I have similar worries to what Blakus wrote. I'm concerned about how it would run on my PC.

It would be disappointing to see such a good sounding library end up sitting in my hard drive, just because I find out the sampler is inefficient (power hungry) and it would cause pops and clicks when I use it in my template, *after* I've spent my money on it.



constaneum said:


> of coz it'll take up years to mature in terms of engine



I wouldn’t want to wait letting it sit in my hard drive, until the player gets optimized…


But the good news (?) is, I found the following post made by Spitfire Support.



SpitfireSupport said:


> Great idea but this will take a bit of time to get together a proper response for you



Which was a response to,



Puzzlefactory said:


> Would still like to know how the plugin runs?
> 
> 
> For me it’s a bit of deal breaker as Kontakt is low on cpu and ram, and has fast load speeds.




So I hope Spitfire can address the concerns about the new sampler some people may have before its release. Because if I had to rely on user reviews, the promo price sale will probably be over by then...

For example, I'm interested how efficient the engine would perform when each section plays an individual relatively fast melodic line/counter melodies *all together using the legato patches*. Because with simple sustained pad chords which sometimes changes pitches won't really reveal how far the engine can be pushed before it reaches its limits, IMHO.

I hope that all my worries end up being meaningless and it turns out to be as efficient as, or, even better than Kontakt. Thats what I’m really hoping for.

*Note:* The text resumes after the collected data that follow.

PR #1160, opened 2024-01-20
Apply acls to citations

mattgotteiner:
## Purpose

* Enforce access control when using the /content endpoint to view citations and AZURE_ENFORCE_ACCESS_CONTROL is set

```
[ ] Yes
[X] No
```

## Pull Request Type

```
[ ] Bugfix
[X] Feature
[ ] Other... Please describe:
```

## How to Test
* Enable AZURE_ENFORCE_ACCESS_CONTROL
* Citations should not be viewable without the appropriate Authorization header obtained through login

```
git clone [repo-address]
cd [repo-name]
git checkout [branch-name]
npm install
```

## What to Check
* When AZURE_ENFORCE_ACCESS_CONTROL is set, no files under /content are accessible without an Authorization header. The default view in the web browser should return HTTP 403

### DIFF
--- a/app/backend/app.py
+++ b/app/backend/app.py
@@ -91,15 +91,18 @@ async def content_file(path: str):
     # If authentication is enabled, validate the user can access the file
     auth_helper = current_app.config[CONFIG_AUTH_CLIENT]
     search_client = current_app.config[CONFIG_SEARCH_CLIENT]
+    authorized = False
     try:
         auth_claims = await auth_helper.get_auth_claims_if_enabled(request.headers)
-        if not await auth_helper.check_path_auth(path, auth_claims, search_client):
-            abort(403)
+        authorized = await auth_helper.check_path_auth(path, auth_claims, search_client)
     except AuthError:
         abort(403)
     except Exception as error:
         logging.exception("Problem checking path auth %s", error)
         return error_response(error, route="/content")
+
+    if not authorized:
+        abort(403)
 
     # Remove page number from path, filename-1.txt -> filename.txt
     if path.find("#page=") > 0:
--- a/app/backend/app.py
+++ b/app/backend/app.py
@@ -36,7 +36,7 @@ from approaches.chatreadretrieveread import ChatReadRetrieveReadApproach
 from approaches.chatreadretrievereadvision import ChatReadRetrieveReadVisionApproach
 from approaches.retrievethenread import RetrieveThenReadApproach
 from approaches.retrievethenreadvision import RetrieveThenReadVisionApproach
-from core.authentication import AuthenticationHelper
+from core.authentication import AuthenticationHelper, AuthError
 
 CONFIG_OPENAI_TOKEN = "openai_token"
 CONFIG_CREDENTIAL = "azure_credential"
@@ -84,10 +84,23 @@ async def assets(path):
 
 
 # Serve content files from blob storage from within the app to keep the example self-contained.
-# *** NOTE *** this assumes that the content files are public, or at least that all users of the app
-# can access all the files. This is also slow and memory hungry.
+# *** NOTE *** if AZURE_ENFORCE_ACCESS_CONTROL is not set or false, all content is accessible
+# This is also slow and memory hungry.
 @bp.route("/content/<path>")
 async def content_file(path: str):
+    # If authentication is enabled, validate the user can access the file
+    auth_helper = current_app.config[CONFIG_AUTH_CLIENT]
+    search_client = current_app.config[CONFIG_SEARCH_CLIENT]
+    try:
+        auth_claims = await auth_helper.get_auth_claims_if_enabled(request.headers)
+        if not await auth_helper.check_path_auth(path, auth_claims, search_client):
+            abort(403)
+    except AuthError:
+        abort(403)
+    except Exception as error:
+        logging.exception("Problem checking path auth %s", error)
+        return error_response(error, route="/content")
+
     # Remove page number from path, filename-1.txt -> filename.txt
     if path.find("#page=") > 0:
         path_parts = path.rsplit("#page=", 1)
--- a/app/backend/core/authentication.py
+++ b/app/backend/core/authentication.py
@@ -220,7 +220,8 @@ class AuthenticationHelper:
         # Start with the standard security filter for all queries
         security_filter = self.build_security_filters(overrides={}, auth_claims=auth_claims)
         # Filter down to only chunks that are from the specific source file
-        filter = f"{security_filter} and (sourcefile eq '{path}')"
+        filter = f"{security_filter} and (sourcepage eq '{path}')"
+        print(f"path filter {filter}")
 
         # If the filter returns any results, the user is allowed to access the document
         # Otherwise, access is denied
--- a/app/backend/core/authentication.py
+++ b/app/backend/core/authentication.py
@@ -5,6 +5,7 @@ import logging
 from typing import Any, Optional
 
 import aiohttp
+from azure.search.documents.aio import SearchClient
 from azure.search.documents.indexes.models import SearchIndex
 from msal import ConfidentialClientApplication
 from msal.token_cache import TokenCache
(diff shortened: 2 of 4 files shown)


mattgotteiner:
add tests

app/backend/app.py
```diff
@@ -84,10 +84,26 @@ async def assets(path):
 
 
 # Serve content files from blob storage from within the app to keep the example self-contained.
-# *** NOTE *** this assumes that the content files are public, or at least that all users of the app
-# can access all the files. This is also slow and memory hungry.
+# *** NOTE *** if AZURE_ENFORCE_ACCESS_CONTROL is not set or false, all content is accessible
```
pamelafox, line 87: To clarify, if they enforce authentication (but not access control), won't easyauth kick out non-logged in users with an HTTP 401 before returning this route?

app/backend/app.py
```diff
@@ -84,10 +84,26 @@ async def assets(path):
...
+# This is also slow and memory hungry.
 @bp.route("/content/<path>")
 async def content_file(path: str):
+    # If authentication is enabled, validate the user can access the file
```
pamelafox, line 91: It could be nice design wise if this was a decorator, like @access_control required, but the path-checking part is specific to this route, so am not sure if decorator would be reusable in other scenarios. Typically in Python apps, I've used decorator's to denote different kinds of auth situations, and then it's easy to attach them to various routes (auth_required, admin_required, etc). It would also make the code cleaner for developers not using authentication. What do you think, would that be a useful pattern here?

app/backend/core/authentication.py
```diff
@@ -216,3 +217,17 @@ async def get_auth_claims_if_enabled(self, headers: dict) -> dict[str, Any]:
             if self.require_access_control:
                 raise
             return {}
+
+    async def check_path_auth(self, path: str, auth_claims: dict[str, Any], search_client: SearchClient) -> bool:
+        # Start with the standard security filter for all queries
+        security_filter = self.build_security_filters(overrides={}, auth_claims=auth_claims)
+        # Filter down to only chunks that are from the specific source file
+        filter = f"{security_filter} and (sourcepage eq '{path}')"
+        print(f"path filter {filter}")
```
pamelafox, line 226: Rm print statement when done debugging

app/backend/core/authentication.py
```diff
@@ -216,3 +217,17 @@ async def get_auth_claims_if_enabled(self, headers: dict) -> dict[str, Any]:
...
+
+        # If the filter returns any results, the user is allowed to access the document
+        # Otherwise, access is denied
+        results = await search_client.search(search_text="*", top=1, filter=filter, include_total_count=True)
```
pamelafox, line 230: Doesn't include_total_count have a performance impact? (Docs say so). We only need to confirm that 1 matches, right?

app/frontend/src/components/AnalysisPanel/AnalysisPanel.tsx
```diff
@@ -23,6 +27,26 @@ export const AnalysisPanel = ({ answer, activeTab, activeCitation, citationHeigh
...
+    const fetchCitation = async () => {
+        const token = client ? await getToken(client) : undefined;
+        if (activeCitation) {
+            const response = await fetch(activeCitation, {
+                method: "GET",
+                headers: getHeaders(token)
+            });
+            const citationContent = await response.blob();
+            const citationObjectUrl = URL.createObjectURL(citationContent);
+            console.log(`object url {citationObjectUrl}`);
```
pamelafox, line 43: rm console.log when done debugging

app/frontend/src/components/AnalysisPanel/AnalysisPanel.tsx
```diff
@@ -23,6 +27,26 @@ export const AnalysisPanel = ({ answer, activeTab, activeCitation, citationHeigh
...
+
+    const fetchCitation = async () => {
+        const token = client ? await getToken(client) : undefined;
+        if (activeCitation) {
+            const response = await fetch(activeCitation, {
+                method: "GET",
+                headers: getHeaders(token)
+            });
+            const citationContent = await response.blob();
+            const citationObjectUrl = URL.createObjectURL(citationContent);
```
pamelafox, line 42: Ooh thats what you mean by object URL. TIL!

app/backend/core/authentication.py
mattgotteiner: You are right - i can change this

app/backend/app.py
mattgotteiner: Yes, I'll take a look at this pattern

app/backend/app.py
mattgotteiner: Correct, but easy-auth is auth only, it doesn't understand authorization (who can access what document). I can update the comment

app/backend/app.py
```diff
@@ -83,10 +83,57 @@ async def assets(path):
     return await send_from_directory(Path(__file__).resolve().parent / "static" / "assets", path)
 
 
+# Dectorator for routes that request a specific file that might require access control enforcement
```
pamelafox, line 86:
```suggestion
# Decorator for routes that request a specific file that might require access control enforcement
```

app/backend/app.py
```diff
@@ -83,10 +83,57 @@ async def assets(path):
...
+
+        return await route_fn(path)
+
+    # Rename decorator to avoid view function mapping overwrite error
+    auth_handler.__name__ = route_fn.__name__
+
+    return auth_handler
+
+
+# Decorator for routes that might require access control. Unpacks Authorization header informaiton into an auth_claims dictionary
```
pamelafox, line 113:
```suggestion
# Decorator for routes that might require access control. Unpacks Authorization header information into an auth_claims dictionary
```

app/backend/app.py
```diff
@@ -83,10 +83,57 @@ async def assets(path):
     return await send_from_directory(Path(__file__).resolve().parent / "static" / "assets", path)
 
 
+# Decorator for routes that request a specific file that might require access control enforcement
```
pamelafox, line 86: PEP8 nit: This comment here seems like it's basically a function docstring and should be inside the function. https://peps.python.org/pep-0257/

Not a big deal for top-level functions but a good practice generally for better intellisense/hover-ability.

app/backend/app.py
```diff
@@ -83,10 +83,57 @@ async def assets(path):
...
+    return auth_handler
+
+
 # Serve content files from blob storage from within the app to keep the example self-contained.
-# *** NOTE *** this assumes that the content files are public, or at least that all users of the app
-# can access all the files. This is also slow and memory hungry.
+# *** NOTE *** if you are using app services authentication, this route will return unauthorized to all users that are not logged in
+# if AZURE_ENFORCE_ACCESS_CONTROL is not set or false, logged in users can access all files regardless of access control
+# if AZURE_ENFORCE_ACCESS_CONTROL is set to true, logged in users can only access files they have access to
+# This is also slow and memory hungry.
```
pamelafox, line 134: Ditto for these other function comments, here and above. Another advantage of docstrings is that if someone collapses a function to declutter up their working environment, the docstring collapses with it.

app/backend/app.py
```diff
@@ -83,10 +83,57 @@ async def assets(path):
...
+        auth_helper = current_app.config[CONFIG_AUTH_CLIENT]
+        try:
+            auth_claims = await auth_helper.get_auth_claims_if_enabled(request.headers)
+        except AuthError:
+            abort(403)
+
+        return await route_fn(auth_claims)
+
+    # Rename decorator to avoid view function mapping overwrite error
+    auth_handler.__name__ = route_fn.__name__
```
pamelafox, line 125: The Flask documentation suggests that using functools.wraps() is the best practice here: https://flask.palletsprojects.com/en/3.0.x/patterns/viewdecorators/#login-required-decorator

mattgotteiner: I was wondering why this was so weird, thanks for the suggestion!

app/backend/app.py
```diff
@@ -36,7 +36,7 @@
 from approaches.chatreadretrievereadvision import ChatReadRetrieveReadVisionApproach
 from approaches.retrievethenread import RetrieveThenReadApproach
 from approaches.retrievethenreadvision import RetrieveThenReadVisionApproach
-from core.authentication import AuthenticationHelper
+from core.authentication import AuthenticationHelper, AuthError
```
pamelafox, line 39: Love the decorators! One overall comment: what do you think of moving them into their own file, route_decorators.py or some such? That would keep this file a more manageable size.

app/backend/app.py
```diff
@@ -36,24 +36,20 @@
 from approaches.chatreadretrievereadvision import ChatReadRetrieveReadVisionApproach
 from approaches.retrievethenread import RetrieveThenReadApproach
 from approaches.retrievethenreadvision import RetrieveThenReadVisionApproach
+from config import (
```
pamelafox, line 39: I think we didn't end up saving lines of code with moving them to a file, but I don't have a strong preference either way.

pamelafox (approved):
Love that you added more functionality while hiding the complexity!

Apologies for the wall-of-text.


----------



## germancomponist (Mar 1, 2018)

Kontakt Sampler is a very good tool. Also very good to use as a synth.
But yeah, nothing is set in stone in the digital world!


----------



## Saxer (Mar 1, 2018)

The synth engine of Kontakt is something an orchestral library player doesn't need. The VSL player is much more efficient than Kontakt with less CPU usage and faster opening GUI. It doesn't have to carry tons of step sequencers, filters, chorusses and bitmaps. Same with the Amplesound plugins for their guitars and basses. They work without problems. SWAM player too. Izotope Iris. Toontracks and FXpansion's drum plugins. Logics EXS. So I'm not afraid of a spitfire player. Maybe a few bugs here and there at the beginning. But that is also part of every big Kontakt library. Will be sorted out faster when library and host sampler come from the same house.


----------



## muziksculp (Mar 1, 2018)

Hopefully Spitfire Audio will give us more insight into their new Sample Player's features, (in detail), and maybe give it a name, maybe they can't decide on one yet, so we are here to help if that is needed 

I would also like to see an ADSR Envelope to be able to tweak if there is a need to adjust a certain parameter of the Amp Envelope to taste, a velocity curve response parameter is another one, since not all our keyboards behave the same way, as far as their velocity curves, maybe a low-cut filter, coarse/fine tuning, ..etc. so.. mostly basic editing parameters we are used to tweaking in sample based players.


----------



## robgb (Mar 1, 2018)

I would hope that using their own engine would afford them the opportunity to offer timed demo versions so that we can try before we buy.


----------



## Symfoniq (Mar 1, 2018)

robgb said:


> I would hope that using their own engine would afford them the opportunity to offer timed demo versions so that we can try before we buy.



I think it's a first step toward Spitfire offering subscriptions, and not waiting on Native Instruments to get the technology in place, nor wanting to give Native Instruments a cut.


----------



## constaneum (Mar 1, 2018)

with own engine, they don't have to pay like what they've paid for NI kontakt player libraries. So i'm guessing future products would be slightly cheaper?


----------



## rlw (Mar 1, 2018)

I am curious if their new engine was more about functionality which supported their sound design versus marketing strategy.


----------



## givemenoughrope (Mar 1, 2018)

Does mean that everything of Spitfire will be ported over to this?


----------



## IdealSequenceG (Mar 1, 2018)

In order to use the recorded sound source close to 100%, it is necessary to visually confirm the mapped part of each sound source.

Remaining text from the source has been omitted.